I'm very glad that you made isDetached() its own function, that makes the code much clearer.  It's still worries me that we'll end up with these notions of attachment out of sync (as demonstrated in the destructor above).


 // because the repercussions of setting a container node of a boundary to 0 are serious.
seems a bit opaque.  We could link to this bug there, or explain that isDetach() depends on that constraint never being violated.

When I was writing the patch I considered documenting in Range.h Range's assumption that m_start and m_end will either both be null or neither be null.  And that null means detached.

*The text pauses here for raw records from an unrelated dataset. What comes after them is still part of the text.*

Issue #452, opened 2026-08-28
DELETE /mcp terminates a session without checking the caller owns it


MikkoParkkola:
Reported by an independent review of PR #450 and confirmed at source. Out of scope for that PR: the handler is untouched by it.

**Problem.** `DELETE /mcp` at `src/gateway/router/handlers.rs:249` removes the session named by the `mcp-session-id` header without resolving the caller principal, so it never applies the owner binding that `GET` and `POST` enforce via `session_owner` (`src/gateway/router/handlers.rs:135`). A caller who knows another session's id can terminate that session's stream.

Session ids are UUIDv4 and are not published, which is why this is filed rather than blocking. It is nevertheless the same class of defect PR #450 closes on the dispatch path, left open on the teardown path.

**Acceptance criteria**
- [ ] MIK.SESSION.1 — Given a session created by principal A, When principal B issues `DELETE /mcp` with that session id, Then the session is not removed and the response does not confirm deletion.
- [ ] MIK.SESSION.2 — Given a session created by principal A, When A issues the same request, Then the session is removed as today.
- [ ] MIK.SESSION.3 — Given an unknown session id, When any principal deletes it, Then the response is identical to MIK.SESSION.1 so the endpoint does not confirm which ids exist.
- [ ] MIK.SESSION.4 — A router-level test covers all three branches.

**Fail-fast.** Call the same `session_owner` resolution the GET/POST paths use and compare it with the session's recorded owner before removal. If the multiplexer does not already record an owner per session, that is the real finding and the ticket stops to say so.

**ROI.** Removes an unauthenticated denial-of-service against another tenant's stream and makes session teardown consistent with session use. Cost: small — one lookup and one comparison, plus tests.

**Source.** `src/gateway/router/handlers.rs:249`, `src/gateway/router/handlers.rs:135`.

MikkoParkkola:
Scheduled for 4.0.0, batch 3 (caller identity). Grouped with MIK-7252, MIK-7251, MIK-7257 and MIK-7250, which all turn on proving who a request is for.

MikkoParkkola:
This branch (`feat/mcp-2026-protocol`, the 4.0.0 release train) does not touch this issue. It was reviewed during the 4.0.0 backlog triage and left for a later release; nothing here is fixed, and no code on the branch changes the behaviour described above.

Recorded so the issue is not read as covered by the 4.0.0 work.

MikkoParkkola:
[...]

PR #484, opened 2026-09-06
fix(session): enforce ownership for legacy MCP termination

MikkoParkkola:
Legacy `DELETE /mcp` currently lets a caller terminate another caller's session if they know its ID. This increment checks the validated owner and removes the session atomically. Foreign and unknown IDs return the same 404; owner deletion and auth-disabled anonymous sessions remain supported. Auth-enabled public paths require a valid credential before session lookup.

Refs #452. This is a separate 4.0 stability increment targeting `codex/v4-release-delivery`.

Validation: fresh isolated build passes 11 acceptance tests and 14 existing streaming/ownership controls. All-feature/all-target Clippy with warnings denied, formatting, actionlint and diff checks pass. The unchanged runtime patch retains both SHIP code reviews, 56/56 covered source regions, 10/11 caught viable mutations and seven passing independent endpoint criteria. The test fixture initialization was adjusted for Clippy; the integration-branch CI selector and formatter-only discovery helper change reuse the already reviewed configuration increment.

Source bindings, commands and remaining gates are committed in `docs/release/gh452-session-ownership-evidence.json`; the design documents the acceptance cases and delivery checkpoint.

Draft: mechanical delivery-delta confirmation and CI/integration are still pending. The integration base has two independently reproduced ORDER.2 failures being repaired in a separate prerequisite. No release or issue-closure claim.

## KPI Impact

Cross-caller session termination changes from successful deletion to a non-disclosing refusal, with the original session and stream remaining usable. The independent drive verified all seven acceptance criteria; no numerical performance claim is made.

### DIFF
--- a/.github/workflows/ci.yml
+++ b/.github/workflows/ci.yml
@@ -5,7 +5,7 @@ on:
     branches: [main]
     tags: ["v*"]
   pull_request:
-    branches: [main]
+    branches: [main, codex/v4-release-delivery]
 
 permissions:
   contents: read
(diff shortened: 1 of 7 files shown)


MikkoParkkola:

branch holds no unique work.

staleness.

PR #485, opened 2026-09-06
fix(mtls): generate certificates accepted by strict clients

MikkoParkkola:
Gateway-generated certificates are rejected by strict X.509 clients because the CA lacks signing key usages and issued leaves lack an issuer identifier. Set those existing rcgen options for new certificates and document a rollout that retains old trust and supports rollback.

Validation: 5 DER regression tests plus 67 existing mTLS tests pass in a fresh isolated build; all-feature/all-target Clippy with warnings denied, formatting and actionlint pass. Both final code reviewers approved the byte-identical runtime and tests. Both changed executable lines are covered; both viable generated mutants and four targeted faults are caught (two generated mutants were unviable). Independent strict mTLS and isolated rollout/rollback checks pass. Existing keys and trust are unchanged.

The CI branch selector and formatter-only discovery helper match the already reviewed configuration increment. Full CI and integration are pending; the base has two confirmed ORDER.2 failures being repaired in a prerequisite. This PR does not claim the separate HTTP shutdown repair or complete 4.0 readiness.

Refs MIK-7212.TLSCERT.1–4. Evidence and operator instructions are included in the design document and deployment guide.

### DIFF
--- a/.github/workflows/ci.yml
+++ b/.github/workflows/ci.yml
@@ -5,7 +5,7 @@ on:
     branches: [main]
     tags: ["v*"]
   pull_request:
-    branches: [main]
+    branches: [main, codex/v4-release-delivery]
 
 permissions:
   contents: read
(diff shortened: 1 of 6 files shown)


MikkoParkkola:

branch holds no unique work.

staleness.

PR #515, opened 2026-09-08
fix(lifecycle): report reclaimed session count

MikkoParkkola:
The CONTROL.4 count acceptance tests cannot compile because SessionLifecycle::reap returns (). Return the number of expired keys removed while preserving existing callback and lock behavior.

Validation: both count acceptance tests and all six lifecycle tests pass on a forced-rebuild Spark snapshot; formatting and diff checks pass. Independent review pending. This addresses CONTROL.4 T3 and the type mismatch only; cleanup wiring and the full release criterion remain open.


MikkoParkkola:
Superseded by #516, which carries this change plus the idle-deadline sweep that gives the count something to report. The branch is kept; nothing here is lost.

Thanks again for taking this on.
Comment 29 Darin Adler 2009-06-05 18:01:17 PDT
> -    if (m_start.container())
> -        m_ownerDocument->detachRange(this);
> +    // We unconditionally detach as a speculative fix for https://bugs.webkit.org/show_bug.cgi?id=26044
> +    m_ownerDocument->detachRange(this);

I've changed my mind. Even though I don't like this comment, I do like this code change. I think we should fix it this way, and by only making this one change to this function. Then we can do the rest of my patch as a separate check-in.
Comment 30 Darin Adler 2009-06-05 18:06:25 PDT
Created attachment 31022 [details]
more work in progress
Comment 31 Eric Seidel (no email) 2009-06-11 14:15:15 PDT
Comment on attachment 30935 [details]
Speculative fix

Darin reviewed this (verbally) at the WebKit party.  Will land with updated comment shortly!
Comment 32 Eric Seidel (no email) 2009-06-11 14:21:21 PDT
Hopefully the adjusted comment meets Darin's expectations.

Darin plans to do more work here, but that can really be broken off into a separate issue.

I'll leave this open for darin to move his patch elsewhere.  I'll clear the review flag though.

Committing to http://svn.webkit.org/repository/webkit/trunk ...
	M	WebCore/ChangeLog
	M	WebCore/dom/Document.cpp
	M	WebCore/dom/Range.cpp
	M	WebCore/dom/RangeBoundaryPoint.h
Committed r44617
Comment 33 Eric Seidel (no email) 2009-06-11 14:21:37 PDT
Comment on attachment 30935 [details]
Speculative fix

Landed in r44617
Comment 34 Darin Adler 2009-06-14 22:17:23 PDT
This bug is fixed now. The work in progress is a fix for a different bug along with cleanup.